Wie wäre ein ähnliche Brevier der Sowjetunion ausgefallen? Sie hatte die meisten Opfer zu beklagen, das Bild von Deutschland und den Deutschen wäre, irgendwie verständlich, vermutlich fürchterlich ausgefallen.

Aber man hält sich an die harte Linie. Deutschland soll die Strafe fühlen, die sie aus Sicht Englands verdient hat. Zurecht wird festgestellt, daß die Herrschaft von Hitler und seiner Gefolgsleuten keine unglückliche Wendung des Schicksals war, sondern sich auf die Zustimmung des Volkes berufen konnte.
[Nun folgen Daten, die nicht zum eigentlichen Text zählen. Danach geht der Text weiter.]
PR #1505, opened 2023-03-29
[1.x] Distinguish shard pick-up results

ndolhii:
In this PR we start to distinguish the shard pick-up results. In particular, it is now possible to find out the reason of an unsuccessful shard pick-up. In particular, there may be some runtime issues, or the shard may already be picked-up by another worker.

Two new API endpoints were added to the `DeliveryMonitor` to provide end-users with some control over such cases:

1. `FailedPickUp.Action onShardAlreadyPicked(AlreadyPickedUp failure)`

This method will be invoked if the shard could not be picked as it's already picked by another worker. This method receives the `ShardIndex` of the shard that could not be picked, the `WorkerId` of the worker who owns the delivery session, and the `Timestamp` when the shard was picked. It is required to return an action to take in relation to this case. By default, it returns an action which just accepts this case (and ends the delivery session without any processing), but end-users may return a predefined action retrying the shard pick-up:
```java
final class MyDeliveryMonitor extends DeliveryMonitor {

    ...

    @Override
    public FailedPickUp.Action onShardAlreadyPicked(AlreadyPickedUp failure) {
        return failure.retry();
    }

    ...

}
```

2. `FailedPickUp.Action onShardPickUpFailure(RuntimeFailure failure)`

This method is invoked if the shard could not be picked for some runtime technical reason, such as a runtime exception. This method receives the `ShardIndex` of the shard that could not be picked, and the instance of the occurred `Exception`. It also requires to return an action to handle this case. By default, such failures are just rethrown as `RuntimeException`, but end-users may choose to retry the pick-up:
```java
final class MyDeliveryMonitor extends DeliveryMonitor {

    ...

    @Override
    public FailedPickUp.Action onShardPickUpFailure(RuntimeFailure failure) {
        return failure.retry();
    }

    ...

}
```

# Breaking changes

The API of the `ShardedWorkRegistry` has been changed.

In particular, a new `PickUpOutcome pickUp(ShardIndex index, NodeId node)` method is introduced. Note, it returns an explicit result instead of `Optional`, as previously. This outcome contains **either of two**:
* a `ShardSessionRecord` — meaning that the shard is picked successfully,  
* a `ShardAlreadyPickedUp` — a message that contains a `WorkerID` of the worker who owns the session at the moment, and the `Timestamp` when the shard was picked. This outcome means the session cannot be obtained as it's already picked.

Also, there is a new `void release(ShardSessionRecord session)` method that releases the passed session. 

Here is a summary of code changes for those using `ShardedWorkRegistry`:

## Before:
``` java
Optional<ShardProcessingSession> session = workRegistry.pickUp(index, currentNode);
if (session.isPresent()) { // Check if shard is picked.
   // ...
   session.get().complete(); // Release shard.
}
```

## After:
``` java
PickUpOutcome outcome = workRegistry.pickUp(index, currentNode);
if (outcome.hasSession()) { // Check if shard is picked
    // ...
    workRegistry.release(outcome.getSession()); // Release shard.
}
```
Also, the new API allows getting the `WorkerId` of the worker who owns the session in case if the shard is already picked by someone else and the `Timestamp` when the shard was picked:
``` java
PickUpOutcome outcome = workRegistry.pickUp(index, currentNode);
if (outcome.hasAlreadyPickedBy()) {
    WorkerId worker = outcome.getAlreadyPicked().getWorker();
    Timestamp whenPicked = outcome.getAlreadyPicked().getWhenPicked();
    // ...
}
```

### DIFF
--- a/server/src/main/java/io/spine/server/delivery/AlreadyPickedUp.java
+++ b/server/src/main/java/io/spine/server/delivery/AlreadyPickedUp.java
@@ -68,9 +68,9 @@ public final class AlreadyPickedUp extends FailedPickUp {
     }
 
     /**
-     * Returns the {@code WorkerId} that owns the delivery session.
+     * Returns the {@code ShardAlreadyPickedUp} outcome.
      */
-    public ShardAlreadyPickedUp sessionOwner() {
+    public ShardAlreadyPickedUp outcome() {
         return alreadyPickedUp;
     }
 }


server/src/main/java/io/spine/server/delivery/PickUpOutcome.java
```diff
@@ -0,0 +1,219 @@
...
+ *
+ * <p>The outcome contains one of 3 following results:
+ * <p>1. Shard picked up successfully. In this case the outcome will contain
+ * a new {@link ShardProcessingSession}.
+ * <p>2. Shard could not be picked up as it's already picked by another worker. In this case
+ * the outcome will contain the {@code WorkerId} of the worker owning the session.
+ * <p>3. Shard could not be picked up for some technical problem (Exception). In this case
+ * the outcome will contain the occurred {@code Exception}.
+ */
+public final class PickUpOutcome {
```
armiol, line 50: I think this should be a Proto message, possibly with an interface providing all the convenience methods. 

Otherwise it would be difficult to pass this data over the wire from Liquor.

server/src/main/java/io/spine/server/delivery/DeliveryMonitor.java
```diff
@@ -95,6 +95,34 @@ public void onDeliveryStarted(ShardIndex index) {
...
+     * <p>Pay attention, this method is not called if the shard could not be picked up because
+     * it's already picked by another worker. This situation doesn't lead to an exception in
+     * {@code ShardedWorkRegistry} so it is not considered as a failure.
+     *
+     * @param index
+     *         an index of the shard that could not be picked up due to an exception
+     */
+    @SuppressWarnings({"WeakerAccess", "unused"})  // This SPI method is designed for descendants.
+    public void onShardPickUpFailure(ShardIndex index) {
+        // do nothing.
```
armiol, line 111: Could you please change this (and every other case in this file to a capitalized version:
```java
// Do nothing.
```

server/src/main/java/io/spine/server/delivery/DeliveryMonitor.java
```diff
@@ -95,6 +95,34 @@ public void onDeliveryStarted(ShardIndex index) {
         // do nothing.
     }
 
+    /**
+     * Called if an {@code Exception} occurred when the {@code Delivery} attempted
+     * to pick up a shard.
+     *
+     * <p>Pay attention, this method is not called if the shard could not be picked up because
```
armiol, line 102: Let's improve:
```
<p>Please note, this callback is <em>not</em> invoked in case the shard cannot be picked
if it's already picked by another worker. It is so, because such a use case is a part of normal flow,
and thus does not provoke a {@code RuntimeException}.
```

server/src/main/java/io/spine/server/delivery/DeliveryMonitor.java
```diff
@@ -95,6 +95,34 @@ public void onDeliveryStarted(ShardIndex index) {
...
+     * it's already picked by another worker. This situation doesn't lead to an exception in
+     * {@code ShardedWorkRegistry} so it is not considered as a failure.
+     *
+     * @param index
+     *         an index of the shard that could not be picked up due to an exception
+     */
+    @SuppressWarnings({"WeakerAccess", "unused"})  // This SPI method is designed for descendants.
```
armiol, line 109: Let's unify the suppression comment with others:
```
/* Part of public API. */
```

server/src/main/java/io/spine/server/delivery/DeliveryMonitor.java
```diff
@@ -95,6 +95,34 @@ public void onDeliveryStarted(ShardIndex index) {
...
+
+    /**
+     * Called if {@code Delivery} could not pick up a shard because it was already picked
+     * by another worker.
+     *
+     * @param index
+     *         a shard index that could not be picked
+     */
+    @SuppressWarnings({"WeakerAccess", "unused"})  // This SPI method is designed for descendants.
+    public void onShardAlreadyPicked(ShardIndex index) {
```
armiol, line 122: Do we know the worker? If yes, let's include it into the API.

server/src/main/java/io/spine/server/delivery/DeliveryMonitor.java
```diff
@@ -95,6 +95,34 @@ public void onDeliveryStarted(ShardIndex index) {
...
+     *
+     * <p>Pay attention, this method is not called if the shard could not be picked up because
+     * it's already picked by another worker. This situation doesn't lead to an exception in
+     * {@code ShardedWorkRegistry} so it is not considered as a failure.
+     *
+     * @param index
+     *         an index of the shard that could not be picked up due to an exception
+     */
+    @SuppressWarnings({"WeakerAccess", "unused"})  // This SPI method is designed for descendants.
+    public void onShardPickUpFailure(ShardIndex index) {
```
armiol, line 110: I thought we discussed returning an "action" (e.g. "ignore", or "retry") here. 

Please review.

server/src/main/java/io/spine/server/delivery/PickUpAckMixin.java
```diff
@@ -0,0 +1,114 @@
...
+import java.util.Optional;
+import java.util.function.Consumer;
+
+import static com.google.common.base.Preconditions.checkNotNull;
+
+/**
+ * A mixin of the {@link PickUpAck} that provides convenient methods for accessing the result.
+ */
+@GeneratedMixin
+public interface PickUpAckMixin {
```
armiol, line 41: When posting a command, it was an acknowledgement that we return, because we wanted to say: "we acknowledge the command you posted, and it will be dispatched; but at this point there cannot be neither a result nor an outcome here yet".

Here, it's not the acknowledgement. It's rather an event, or just an "outcome".

Besides, here in this class you mix `PickUpOutcome` and `PickUpAck`, while only one of them is really the thing.

Please review.

server/src/main/java/io/spine/server/delivery/PickUpAckMixin.java
```diff
@@ -0,0 +1,114 @@
...
+    static PickUpAck alreadyPickedBy(WorkerId worker) {
+        checkNotNull(worker);
+        return PickUpAck
+                .newBuilder()
+                .setAlreadyPickedBy(worker)
+                .vBuild();
+    }
+
+    /**
+     * Calls the given {@code consumer} with the {@code ShardProcessingSession} if the shard is
```
armiol, line 70: In this case (and in cases below), please specify what happens if "not".

server/src/main/java/io/spine/server/delivery/PickUpAckMixin.java
```diff
@@ -0,0 +1,114 @@
...
+
+    /**
+     * Returns {@code WorkerId} if this outcome indicates that shard could not be picked
+     * as it's already picked by another worker, or empty {@code Optional} otherwise.
+     */
+    default Optional<WorkerId> alreadyPickedBy() {
+        return Optional.ofNullable(getAlreadyPickedBy());
+    }
+
+    ShardSessionRecord getSession();
```
armiol, line 111: Please document. And also, I think there may be some warnings by IDEA. See which annotations we use to mark these methods, in similar mixins.

Same below.

server/src/main/java/io/spine/server/delivery/memory/InMemoryShardedWorkRegistry.java
```diff
@@ -53,10 +53,17 @@ public final class InMemoryShardedWorkRegistry extends AbstractWorkRegistry {
...
     @Override
-    public synchronized Optional<ShardProcessingSession> pickUp(ShardIndex index, NodeId nodeId) {
+    public synchronized PickUpAck pickUp(ShardIndex index, NodeId nodeId) {
         return super.pickUp(index, nodeId);
     }
 
+    @Override
+    public void release(ShardSessionRecord session) {
+        ShardSessionRecord record = workByNode.get(session.getIndex());
+        // Clear the node ID value and release the session.
```
armiol, line 63: Why do we need this comment inlined? Can we use `@implNote` on a method level instead?

server/src/main/proto/spine/server/delivery/delivery.proto
```diff
@@ -107,3 +108,24 @@ message WorkerId {
     // An example of such an identifier could be ID of the thread which processes a shard.
     string value = 2 [(required) = true];
 }
+
+// An outcome of the `pickUp()` method of method of `ShardedWorkRegistry` indicating
+// the result of the pickup attempt.
+//
+// The outcome contains one of 2 following results:
+// 1. Shard picked up successfully. In this case the outcome will contain
+// a new `ShardSessionRecord`.
```
armiol, line 117: Please allow an empty line below.

server/src/main/proto/spine/server/delivery/delivery.proto
```diff
@@ -107,3 +108,24 @@ message WorkerId {
     // An example of such an identifier could be ID of the thread which processes a shard.
     string value = 2 [(required) = true];
 }
+
+// An outcome of the `pickUp()` method of method of `ShardedWorkRegistry` indicating
```
armiol, line 112: Please describe the message in terms of domain language, not in terms of some Java API.

server/src/main/proto/spine/server/delivery/delivery.proto
```diff
@@ -107,3 +108,24 @@ message WorkerId {
...
+// 2. Shard could not be picked up as it's already picked by another worker. In this case
+// the outcome will contain the `WorkerId` of the worker owning the session.
+message PickUpAck {
+
+    option (is).java_type = "io.spine.server.delivery.PickUpAckMixin";
+
+    oneof ack {
+      option (is_required) = true;
+
+      ShardSessionRecord session = 1;
```
armiol, line 127: Please document the fields.

Also, there is NO(!) camel-case in Proto definitions.

server/src/main/proto/spine/server/delivery/delivery.proto
```diff
@@ -107,3 +108,24 @@ message WorkerId {
...
+// The outcome contains one of 2 following results:
+// 1. Shard picked up successfully. In this case the outcome will contain
+// a new `ShardSessionRecord`.
+// 2. Shard could not be picked up as it's already picked by another worker. In this case
+// the outcome will contain the `WorkerId` of the worker owning the session.
+message PickUpAck {
+
+    option (is).java_type = "io.spine.server.delivery.PickUpAckMixin";
+
+    oneof ack {
```
armiol, line 124: I think this is just `value`.

server/src/test/java/io/spine/server/delivery/DeliveryTest.java
```diff
@@ -215,12 +218,39 @@ public void returnOptionalEmptyIfPicked() {
...
+        ShardedWorkRegistry registry = new ThrowingWorkRegistry();
+        FixedShardStrategy strategy = new FixedShardStrategy(shardCount);
+        MonitorUnderTest monitor = new MonitorUnderTest();
+        Delivery delivery = Delivery.newBuilder()
+                                    .setStrategy(strategy)
+                                    .setWorkRegistry(registry)
+                                    .setMonitor(monitor)
+                                    .build();
+        ServerEnvironment.when(Tests.class)
+                         .use(delivery);
```
armiol, line 245: Please review the test code to make sure the delivery is reset after this test (no matter it failed or passed).

armiol (changes requested):
@nick-dolgiy please see my comments.

server/src/test/java/io/spine/server/delivery/DeliveryTest.java
nick-dolgiy: The base class has the 
``` java
@AfterEach
public void tearDown() {
    ServerEnvironment.when(Tests.class)
                     .use(originalDelivery);
}
```
method that resets the delivery.

nick-dolgiy:
@armiol PTAL.

armiol:
@nick-dolgiy could you please update the PR description, so that it includes methods with their full signatures (including return values)? It would help to understand the explanations better.

server/src/main/java/io/spine/server/delivery/AlreadyPickedUp.java
```diff
@@ -0,0 +1,72 @@
...
+
+/**
+ * Represents a scenario when shard could not be picked as it's already picked by another worker.
+ */
+public final class AlreadyPickedUp extends FailedPickUp {
+
+    private final WorkerId sessionOwner;
+
+    /**
+     * Creates  anew {@code AlreadyPickedUp} failure.
```
armiol, line 41: Please fix the typo.

server/src/main/java/io/spine/server/delivery/AlreadyPickedUp.java
```diff
@@ -0,0 +1,72 @@
...
+    AlreadyPickedUp(ShardIndex shard, WorkerId owner, RetryDelivery retry) {
+        super(shard, retry);
+        checkNotNull(owner);
+        sessionOwner = owner;
+    }
+
+    /**
+     * {@inheritDoc}
+     *
+     * <p>In case when shard is already picked up “do nothing” means stop the delivery.
```
armiol, line 59:
```
...picked up, returning this action 
will make the delivery process to finish without any processing done.
```

server/src/main/java/io/spine/server/delivery/AlreadyPickedUp.java
```diff
@@ -0,0 +1,72 @@
...
+     * Creates  anew {@code AlreadyPickedUp} failure.
+     *
+     * @param shard
+     *         a shard that could not be picked
+     * @param owner
+     *         a worker who owns the delivery session
+     * @param retry
+     *         a way to retry delivery
+     */
+    AlreadyPickedUp(ShardIndex shard, WorkerId owner, RetryDelivery retry) {
```
armiol, line 50: If we count on end-users to actually be able to instantiate this type, it must not be package-private.

If your idea was different, and package-private visibility is set intentionally, please explain this choice in `@apiNote` section.

server/src/main/java/io/spine/server/delivery/Delivery.java
```diff
@@ -436,6 +441,27 @@ public Optional<DeliveryStats> deliverMessagesFrom(ShardIndex index) {
         return Optional.of(stats);
     }
 
+    /**
+     * Notifies the {@code DeliveryMonitor} about the technical failure and executes
+     * the failure handler {@code Action}.
+     */
+    private Optional<DeliveryStats> handleTechPickUpFailure(ShardIndex shard, RuntimeException e) {
```
armiol, line 448: Let's shorten to `onRuntimeFailure`.

I don't think that saying "technical <something>" really explains something. It's rather an "unexpected runtime <something>". This goes for both the documentation of this method, and for the `TechFailure` name.

server/src/main/java/io/spine/server/delivery/Delivery.java
```diff
@@ -436,6 +441,27 @@ public Optional<DeliveryStats> deliverMessagesFrom(ShardIndex index) {
...
+    }
+
+    /**
+     * Notifies the {@code DeliveryMonitor} that shard is already pocked up and executes
+     * the failure handler {@code Action}.
+     */
+    private Optional<DeliveryStats> handleAlreadyPickedUp(ShardIndex shard, WorkerId owner) {
+        AlreadyPickedUp failure =
+                new AlreadyPickedUp(shard, owner, () -> deliverMessagesFrom(shard));
+        return monitor.onShardAlreadyPicked(failure)
```
armiol, line 461: Please extract the result into variable prior to returning.

It's a common practice to do so, especially with the chained calls like this one. Otherwise, it's really hard to inspect any issues in scope of debugging.

server/src/main/java/io/spine/server/delivery/DeliveryMonitor.java
```diff
@@ -87,12 +87,52 @@ public boolean shouldContinueAfter(DeliveryStage stage) {
...
+     * to pick up a shard.
+     *
+     * <p>Please note, this callback is <em>not</em> invoked in case the shard cannot be picked
+     * if it's already picked by another worker. It is so, because such a use case is a part
+     * of normal flow, and thus does not provoke a {@code RuntimeException}.
+     *
+     * <p>Returns an action to take in relation to the failure.
+     *
+     * <p>By default this callback returns an Action that does nothing. This means the occurred
+     * exception will be throw out of the {@code deliverMessagesFrom()} method.
```
armiol, line 109: Let's have a `{@link ...}` instead of `{@code ..}` here.

server/src/main/java/io/spine/server/delivery/DeliveryMonitor.java
```diff
@@ -87,12 +87,52 @@ public boolean shouldContinueAfter(DeliveryStage stage) {
...
+     *
+     * @param failure
+     *         contains an information about the occurred failure and gives access to
+     *         predefined {@code Action}s to handle the error.
+     */
+    @SuppressWarnings({"WeakerAccess", "unused"})  /* Part of public API. */
+    public FailedPickUp.Action onShardPickUpFailure(TechFailure failure) {
+        return failure.doNothing();
```
armiol, line 117: I don't really like the idea to have `.doNothing()` meaning two different things. In this scenario, returning this value means "rethrow (or propagate) the exception", and in the scenario below it really means "do nothing".

Maybe we could have a more specific action-method for this exception-related scenario?

server/src/main/java/io/spine/server/delivery/FailedPickUp.java
```diff
@@ -0,0 +1,92 @@
...
+        this.shard = shard;
+    }
+
+    /**
+     * Returns an {@code Action} that will not perform any attempts to recovery after the failure.
+     */
+    public abstract Action doNothing();
+
+    /**
+     * Returns an {@code Actioon} that will retry the delivery from the shard.
```
armiol, line 58: Let's fix a typo.

server/src/main/java/io/spine/server/delivery/FailedPickUp.java
```diff
@@ -0,0 +1,92 @@
...
+     */
+    public Action retry() {
```
armiol, line 60: I think this (and maybe some others) method is `final`.

server/src/main/java/io/spine/server/delivery/FailedPickUp.java
```diff
@@ -0,0 +1,92 @@
...
+        /**
+         * Executes the {@code Action}.
+         */
+        Optional<DeliveryStats> execute();
+    }
+
+    /**
+     * Specifies a way to retry the delivery.
+     */
+    interface RetryDelivery {
```
armiol, line 85: I am not sure why this isn't a sub-type of `Action`? Or why do we need this interface at all.

server/src/main/java/io/spine/server/delivery/FailedPickUp.java
```diff
@@ -0,0 +1,92 @@
...
+
+    /**
+     * Returns a {@code ShardIndex} of the not picked shard.
+     */
+    public ShardIndex shard() {
+        return shard;
+    }
+
+    /**
+     * Action to take in relation n to failed pick-up.
```
armiol, line 72: Please do the proof-read.

server/src/main/java/io/spine/server/delivery/PickUpOutcomeMixin.java
```diff
@@ -0,0 +1,112 @@
...
+                .vBuild();
+    }
+
+    /**
+     * Calls the given {@code consumer} with the {@code ShardProcessingSession} if the shard is
+     * successfully picked, or does nothing otherwise.
+     */
+    @CanIgnoreReturnValue
+    default PickUpOutcomeMixin ifPicked(Consumer<ShardSessionRecord> consumer) {
+        if (getSession() != null) {
```
armiol, line 75: If I understand correctly, `getSession()` is a Proto-generated method. How does it ever return `null`?

It's the same question raising throughout this file for various fields.

server/src/main/java/io/spine/server/delivery/TechFailure.java
```diff
@@ -0,0 +1,72 @@
...
+ */
+
+package io.spine.server.delivery;
+
+import static com.google.common.base.Preconditions.checkNotNull;
+
+/**
+ * Represents a scenario when shard could not be picked because of some occurred exception.
+ */
+public class TechFailure extends FailedPickUp {
```
armiol, line 34: Please see my comments above regarding the name.

And also, this type seems `final`.

server/src/main/java/io/spine/server/delivery/TechFailure.java
```diff
@@ -0,0 +1,72 @@
...
+     * Creates a new {@code TechFailure}.
+     *
+     * @param shard
+     *         a shard that could not be picked
+     * @param exception
+     *         an occurred exception
+     * @param retry
+     *         a way to retry delivery
+     */
+    TechFailure(ShardIndex shard, RuntimeException exception, RetryDelivery retry) {
```
armiol, line 48: See my comment on `public` vs. package-private above. It's the same here.

server/src/main/java/io/spine/server/delivery/TechFailure.java
```diff
@@ -0,0 +1,72 @@
...
+        super(shard, retry);
+        checkNotNull(exception);
+        this.exception = exception;
+    }
+
+    /**
+     * {@inheritDoc}
+     *
+     * <p>In cease of an exception “do nothing” means propagate the thrown exception.
```
armiol, line 57: "cease"?

server/src/main/proto/spine/server/delivery/delivery.proto
```diff
@@ -107,3 +108,27 @@ message WorkerId {
     // An example of such an identifier could be ID of the thread which processes a shard.
     string value = 2 [(required) = true];
 }
+
+// An outcome of the shard pick-up attempt indicating the result.
+//
+// The outcome contains one of 2 following results:
+// 1. Shard picked up successfully. In this case the outcome will contain
```
armiol, line 115: Please allow an empty line above.

server/src/main/proto/spine/server/delivery/delivery.proto
```diff
@@ -107,3 +108,27 @@ message WorkerId {
...
+// a new `ShardSessionRecord`.
+//
+// 2. Shard could not be picked up as it's already picked by another worker. In this case
+// the outcome will contain the `WorkerId` of the worker owning the session.
```
armiol, line 119: Please allow an empty `//` line below.

server/src/test/java/io/spine/server/delivery/ThrowingWorkRegistry.java
```diff
@@ -26,33 +26,31 @@
...
+import com.google.protobuf.Duration;
 import io.spine.server.NodeId;
 
 /**
- * The session of processing the messages, which reside in a shard.
+ * Throws the {@code IllegalStateException} on each operation.
  *
- * <p>Starts by {@linkplain ShardedWorkRegistry#pickUp(ShardIndex, NodeId) picking up}
- * the shard to process.
+ * <p>Such an implementation is usefully in tests for testing error handling.
```
armiol, line 35: "usefully" is not quite English in this context.

server/src/test/java/io/spine/server/delivery/ThrowingWorkRegistry.java
```diff
@@ -26,33 +26,31 @@
...
  */
-@SPI
-public abstract class ShardProcessingSession {
+public class ThrowingWorkRegistry implements ShardedWorkRegistry {
```
armiol, line 37: Seems `final` to me.

armiol (changes requested):
@nick-dolgiy please see my comments.

nick-dolgiy:
@armiol PTAL.

armiol (changes requested):
@nick-dolgiy almost LGTM.

One more thing with this changeset. Could you please update the PR description with the notion of breaking API changes? The thing is that we now assume a different way of releasing the session. So please have a section in PR telling about that, and with "before" and "after" code snippets.

It will be extremely helpful for creating the release notes for 1.9.0 release.

armiol:
@nick-dolgiy I have significantly updated the PR description, and left two `TODO:` statements for you to fill in.

Also note there is no "I" in the PR description now, and most of the sentences were updated.

server/src/main/java/io/spine/server/delivery/FailedPickUp.java
```diff
@@ -0,0 +1,81 @@
...
+
+import java.util.Optional;
+import java.util.function.Supplier;
+
+import static com.google.common.base.Preconditions.checkNotNull;
+
+/**
+ * An abstract base for shard pick-up-related failures.
+ */
+@Internal
```
armiol, line 39: It it is really `@Internal`, please add a paragraph stating that this type is internal because it is not designed to be extended. But it exposes public `Action`, which is in fact `@SPI` — and end-users should use this action to provide their custom implementations if needed.

Let's discuss this point vocally.

armiol (changes requested):
@nick-dolgiy please see my comments to both PR description and the changeset.

armiol:
@YegorUdovchenko @dmitrykuzmin PTAL at the PR description. I wonder if this API addresses any of your current issues. Please let me know.

YegorUdovchenko:
@armiol It looks sufficient to handle the failures we had.

dmitrykuzmin:
LGTM. A single question/suggestion: could the `AlreadyPickedUp` message include `when_picked`? It seems like a good spot to release a stale shard and retry the delivery.

nick-dolgiy:
@armiol PTAL.

server/src/main/java/io/spine/server/delivery/Delivery.java
```diff
@@ -436,6 +441,29 @@ public Optional<DeliveryStats> deliverMessagesFrom(ShardIndex index) {
...
+     */
+    private Optional<DeliveryStats> onRuntimeFailure(ShardIndex shard, RuntimeException e) {
+        RuntimeFailure failure = new RuntimeFailure(shard, e, () -> deliverMessagesFrom(shard));
+        Optional<DeliveryStats> result = monitor.onShardPickUpFailure(failure)
+                                                .execute();
+        return result;
+    }
+
+    /**
+     * Notifies the {@code DeliveryMonitor} that shard is already pocked up and executes
```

Es gab eine innere Verbundenheit zwischen Hitler und dem durchschnittlichen Deutschen, die auf Aggression, Militarismus und Rassismus, Gehorsam, Opportunismus und dem Drang zu herrschen und zu beherrschen, basierte. England hätte all das nicht passieren können, füge ich ein, weil, so das Büchlein, Deutsche und Engländer sich im Äußeren ähneln mögen, aber im Innern doch ganz und gar verschieden sind.

Was unsere Väter, die den Krieg überlebt oder in ihm umgekommen sind, wohl zu diesem Büchlein gesagt hätten, sagen würden? Wie auch immer: Ich bin der Ansicht, daß der Leitfaden zu Recht wieder aufgelegt worden ist.